Dataset records
--------------------
PR #426, opened 2020-08-05
Rename Tooltip name from toggle filter to show/hide filter 

chris110408:
fix the issue https://github.com/smartprocure/spark/issues/6920


decrapifier:
<table>
  <thead>
    <tr>
      <th width="50"></th>
    </tr>
  </thead>
  <tbody><tr>
      <td>:warning:</td>
      <td>

  Branch being merged does not follow [Git Flow](http://nvie.com/posts/a-successful-git-branching-model/)
  </td>
    </tr>
  
<tr>
      <td>:warning:</td>
    </tr>
  </tbody>
</table>


<table>
  <thead>
    <tr>
      <th width="50"></th>
    </tr>
  </thead>
  <tbody><tr>
      <td>:book:</td>
    </tr>
  </tbody>
</table>


<p align="right">
  Generated by :no_entry_sign: <a href="https://danger.systems/js">dangerJS</a> against ab42863660a1d7fcfcaf4f488704a1d4c1267368
</p>

src/purgatory/ToggleFiltersButton.js
```diff
@@ -2,7 +2,7 @@ import React from 'react'
 import { withTheme } from '../utils/theme'
 
 let ToggleFiltersButton = ({ onClick, theme: { AlternateButton, Icon } }) => (
-  <AlternateButton title="Toggle Filters" onClick={onClick}>
+  <AlternateButton title="Show Filters" onClick={onClick}>
```
daedalus28, line 5: A generic `ToggleFiltersButton` shouldn't assume that it's always `Show`. Even that happens to be true in our use cases, that's not the assumption you'd make for this. Ideally, we'd make it dynamic even though this currently doesn't know about the current value of show/hide.

daedalus28: After talking through this, the implementation would get really complicated because mode is actually a 3 way toggle. Let just call this `ShowFiltersButton` instead so it's super clear. This is, in theory, a breaking change - but real end users would just use `ToggleFiltersHeader` so this component never really needed to be exported anyway. We'll pretend like it never was 😄

PR #436, opened 2020-08-25
Feature/430 - update signature of loadHereOptions to support passing country as second arg, backwards compatible

### LINKED ISSUE #430: Support passing country to loadHereOptions
Right now `loadHereOptions` comes out of the box with a default config that biases the results to the US. You can change this, but you have to pass in a whole separate config object, which is onerous if you're relying on the default config and have no idea what the rest of its values are.

Need to change the signature from inputValue and an optional hereConfig to inputValue, optional country, optional hereConfig. 
* The API should allow getting unbiased results if one wants them
* in order to avoid a breaking change one should get results biased to the US if one only passes `inputValue`
* in order to avoid a breaking change the case where `inputValue, hereConfig` is passed should be handled as though `inputValue, hereConfig.country, hereConfig` had been passed
* so, to be consistent with the above constraints the API should be that one must explicitly pass `null` as the second argument if one wants unbiased results

doug-patterson:
Fixes #430 

### Description
* lets you re-bias HereMaps address completion options to another country.
* behavior unchanged for existing code that passes only 1 or 2 arguments

### DIFF
--- a/CHANGELOG.mdx
+++ b/CHANGELOG.mdx
@@ -1,3 +1,6 @@
+### 2.29.0
+* Geo: support passing country as second argument to `loadHereOptions`
+
 ### 2.28.4
 * GreyVest: add className `gv-table-parent` to table parent `div`
 
--- a/package-lock.json
+++ b/package-lock.json
@@ -1,6 +1,6 @@
 {
   "name": "contexture-react",
-  "version": "2.28.4",
+  "version": "2.29.0",
   "lockfileVersion": 1,
   "requires": true,
   "dependencies": {
--- a/package.json
+++ b/package.json
@@ -1,6 +1,6 @@
 {
   "name": "contexture-react",
-  "version": "2.28.4",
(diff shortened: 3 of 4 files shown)


decrapifier:
<table>
  <thead>
    <tr>
      <th width="50"></th>
    </tr>
  </thead>
  <tbody><tr>
      <td>:warning:</td>
    </tr>
  </tbody>
</table>


<table>
  <thead>
    <tr>
      <th width="50"></th>
    </tr>
  </thead>
  <tbody><tr>
      <td>:book:</td>
    </tr>
  </tbody>
</table>


<p align="right">
  Generated by :no_entry_sign: <a href="https://danger.systems/js">dangerJS</a> against 490fb2c50fcad3b9b069eda5154564250a8cc6c8
</p>

doug-patterson:
@daedalus28 ready for review

doug-patterson:
ready for review

PR #440, opened 2018-09-04
fix: use all parcels to determine connections

NicoSantangelo:
@cazala ¯\\_(ツ)_/¯

### DIFF
--- a/shared/parcel.js
+++ b/shared/parcel.js
@@ -20,21 +20,14 @@ export function isParcel(asset) {
   )
 }
 
-export function toParcelObject(
-  parcelsArray,
-  prevParcels = [],
-  normalize = true,
-  redoConnections = false
-) {
+export function toParcelObject(parcelsArray, prevParcels) {
   return connectParcels(
     parcelsArray,
     parcelsArray.reduce((map, parcel) => {
-      map[parcel.id] = normalize
-        ? normalizeParcel(parcel, prevParcels[parcel.id])
-        : parcel
+      map[parcel.id] = normalizeParcel(parcel, prevParcels[parcel.id])
       return map
     }, {}),
-    redoConnections
+    prevParcels
   )
 }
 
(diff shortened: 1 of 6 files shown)


shared/parcel.js
```diff
@@ -20,21 +20,14 @@ export function isParcel(asset) {
   )
 }
 
-export function toParcelObject(
-  parcelsArray,
-  prevParcels = [],
-  normalize = true,
-  redoConnections = false
```
nachomazzara: If we remove the `redoConnections` we will lose the _feature_ of a confirmed tx of removing a parcel from an Estate

cazala: That's taken care by this line: https://github.com/decentraland/marketplace/pull/440/files#diff-fa45755e5e2585857eb74278da106dd6R51

shared/parcel.js
```diff
@@ -21,14 +21,11 @@ export function isParcel(asset) {
...
 export function toParcelObject(parcelsArray, prevParcels) {
-  return connectParcels(
-    parcelsArray,
-    parcelsArray.reduce((map, parcel) => {
-      map[parcel.id] = normalizeParcel(parcel, prevParcels[parcel.id])
-      return map
-    }, {}),
-    prevParcels
-  )
+  const parcelObject = {}
```
nachomazzara: Is it wrong if we call it `parcelsObject`?

shared/parcel.js
nachomazzara: Yep, with the new commit is fixed 👍

shared/parcel.js
cazala: the function is called `toParcelObject` that's why i used `parcelObject`. But for consistency I think we could rename `parcelsArray` to `parcelArray`, right?

nachomazzara: I think that would be better to rename the function to `toParcelsObject` its return an object with all the parcels as an object. And also use `parcelsObject` and what you say `parcelArray`

Clean version:

`toParcelObject` to `toParcelsObject`
`parcelObject` to `parcelsObject`
`parcelsArray` to `parcelArray`

PR #444, opened 2018-09-05
fix: use anchors for external links instead of react-router <Link>

### LINKED ISSUE #439: `Link` adds a `/` at the beginning of the URL breaking blocknumber (on transaction list) and etherscan (on the authorize transaction in the activity page) links

cazala:
Closes #439


NicoSantangelo:
:+1

PR #448, opened 2018-09-05
fix: pending tx estates

### LINKED ISSUE #407: Transaction pending indicator when TX intent in non-related parcel

nachomazzara:
fix #407 

# Showing Estate pending transactions as: 

screen shot 2018-09-05 at 7 23 21 pm

Also, fix the styles of using `Container` instead of `div` on `forms` pages

### Double background color
screen shot 2018-09-05 at 7 19 56 pm

### Not full width on mobile when showing pending tx
screen shot 2018-09-05 at 7 20 18 pm

# Rename some `token_id` to `id` 
I kept critics renames to be approached in other PR (when we decide to remove `token_id` from the db)


webapp/src/modules/estates/actions.js
```diff
@@ -138,7 +150,11 @@ export function deleteEstateSuccess(txHash, estate) {
   return {
     type: DELETE_ESTATE_SUCCESS,
     ...buildTransactionAction(txHash, {
-      estate,
+      estate: {
+        id: estate.id,
+        data: { name: estate.data.name, parcels: estate.data.parcels }
```
NicoSantangelo: Maybe we could have a utils fn to map the parcels leaving only the necessary props `(x,y)` ?

webapp/src/modules/estates/sagas.js
```diff
@@ -185,14 +185,15 @@ function* handleTransferRequest({ estate, to }) {
...
-      contract.safeTransferFrom(oldOwner, to, estate.token_id)
+      contract.safeTransferFrom(oldOwner, to, estate.id)
     )
 
     const transfer = {
       txHash,
       oldOwner,
       to,
-      estate
+      estate: { id: estate.id, data: { name: estate.data.name } },
```
NicoSantangelo: same as estates/actions.js

nachomazzara: Sorry, I don't get it. What do you mean? We are not passing `parcels` here.

webapp/src/modules/estates/actions.js
nachomazzara: Parcels have an object `{ x, y }`  here

webapp/src/components/EstateDetailPage/EditEstateMetadata/EstateModal/EstateModal.js
```diff
@@ -75,40 +76,42 @@ export default class EstateModal extends React.PureComponent {
...
-            <React.Fragment>
-              <div className="modal-children">{children}</div>
-              <br />
-            </React.Fragment>
-          ) : null}
-          {hasCustomFooter ? null : (
-            <div>
-              <Grid.Column>
-                <div className="modal-buttons">
+          <div className="modal-children">
```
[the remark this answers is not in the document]
nachomazzara: resolved offline

webapp/src/modules/estates/sagas.js
nachomazzara: Added comments as we talked offline

PR #467, opened 2018-09-12
feat: estate sanity check and abstractions

### LINKED ISSUE #347: Update sanity-check, self-heal and scripts if needed to handle the new marketplace and estates

NicoSantangelo:
`npm run sanity-check -- # --skip Parcel,Publication,Estate --self-heal`


sanity/SanityActions.js
```diff
@@ -0,0 +1,81 @@
...
+import { MonitorActions } from '../monitor/MonitorActions'
+import { main as indexMissingEvents } from '../monitor/program'
+import { doctors } from './doctors'
+
+const log = new Log('Sanity')
+
+export class SanityActions {
+  async run(options) {
+    const validations = this.getValidations(options.skip)
+    const diagnostics = []
```
cazala: the plural of `diagnosis` is `diagnoses` 🤓

abarmat:
Gathering a dump and log for some inconsistencies that the script is not fixing.

sanity/SanityActions.js
NicoSantangelo: <3

PR #471, opened 2018-09-12
feat: migrate ls v2

nachomazzara:
Remove `receipt` from old `transactions` and save `receipt` on demand. In this PR for `createEstate` action


abarmat:
Receipts are now null instead of the key removed from the object, is that expected behavior? if that's right I'm ok with the PR.

nachomazzara:
> Receipts are now null instead of the key removed from the object, is that expected behavior? if that's right I'm ok with the PR.

For new estate creations, we should read from `receipt` so, I think it is ok to have set it to null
--------------------
— About this exercise —
For the records given here, say how many lines hold the string "unbiased", with no further words.

— Answer for the task —
2